“Hello, I am writing to ask you if you could explain exactly the pros and cons of quantitative portfolio management. there are many advisors and fund managers who this quantitative method, I understand that the advantage is that asset management becomes automatic, math based, but I really don't know much more than this, from your book I have understood that you don't believe in this quantitative approach, is this correct?”
Thank you for this question which may be of interest to other subscribers. Human beings are emotional and controlling our emotions is a skill many struggle with. While buy-low-sell high is a simple dictum it often runs contrary to our emotional instincts particularly following extreme moves in both directions.
As a result, there is a perception among some investors that if human tendencies to buy and sell at the wrong time are minimised investment returns should be more stable. Of course the success or otherwise of such strategies is totally dependent on the prowess of the human programmer creating the strategy and the inputs he/she considers relevant.
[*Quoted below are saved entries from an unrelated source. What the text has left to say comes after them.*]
PR #973, opened 2024-09-30
add support for multi-rail on LNET configuration

santos-lucas:
## Describe your changes

Just add support for multi-rail configuration on the LNET, if there is more than one interface into the same network.


oxedions (changes requested):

While the proliferation of quantitative strategies is coincident with that of high frequency trading because both benefit from improvements in the speed and cost of computing they are not the same thing.
High frequency trading deals in much shorter holding periods and can be equated with scalping and front-running rather than a buy and hold strategy many funds pursue.
In many respects the success of investors lies less in spotting trends as they develop but rather in adapting to conditions as they evolve when trends mature. This is an aspect of investing many algorithmic strategies have difficulty with. What models well in controlled back-testing tells us what would have done well in the last cycle but not necessarily what will do well in the next one.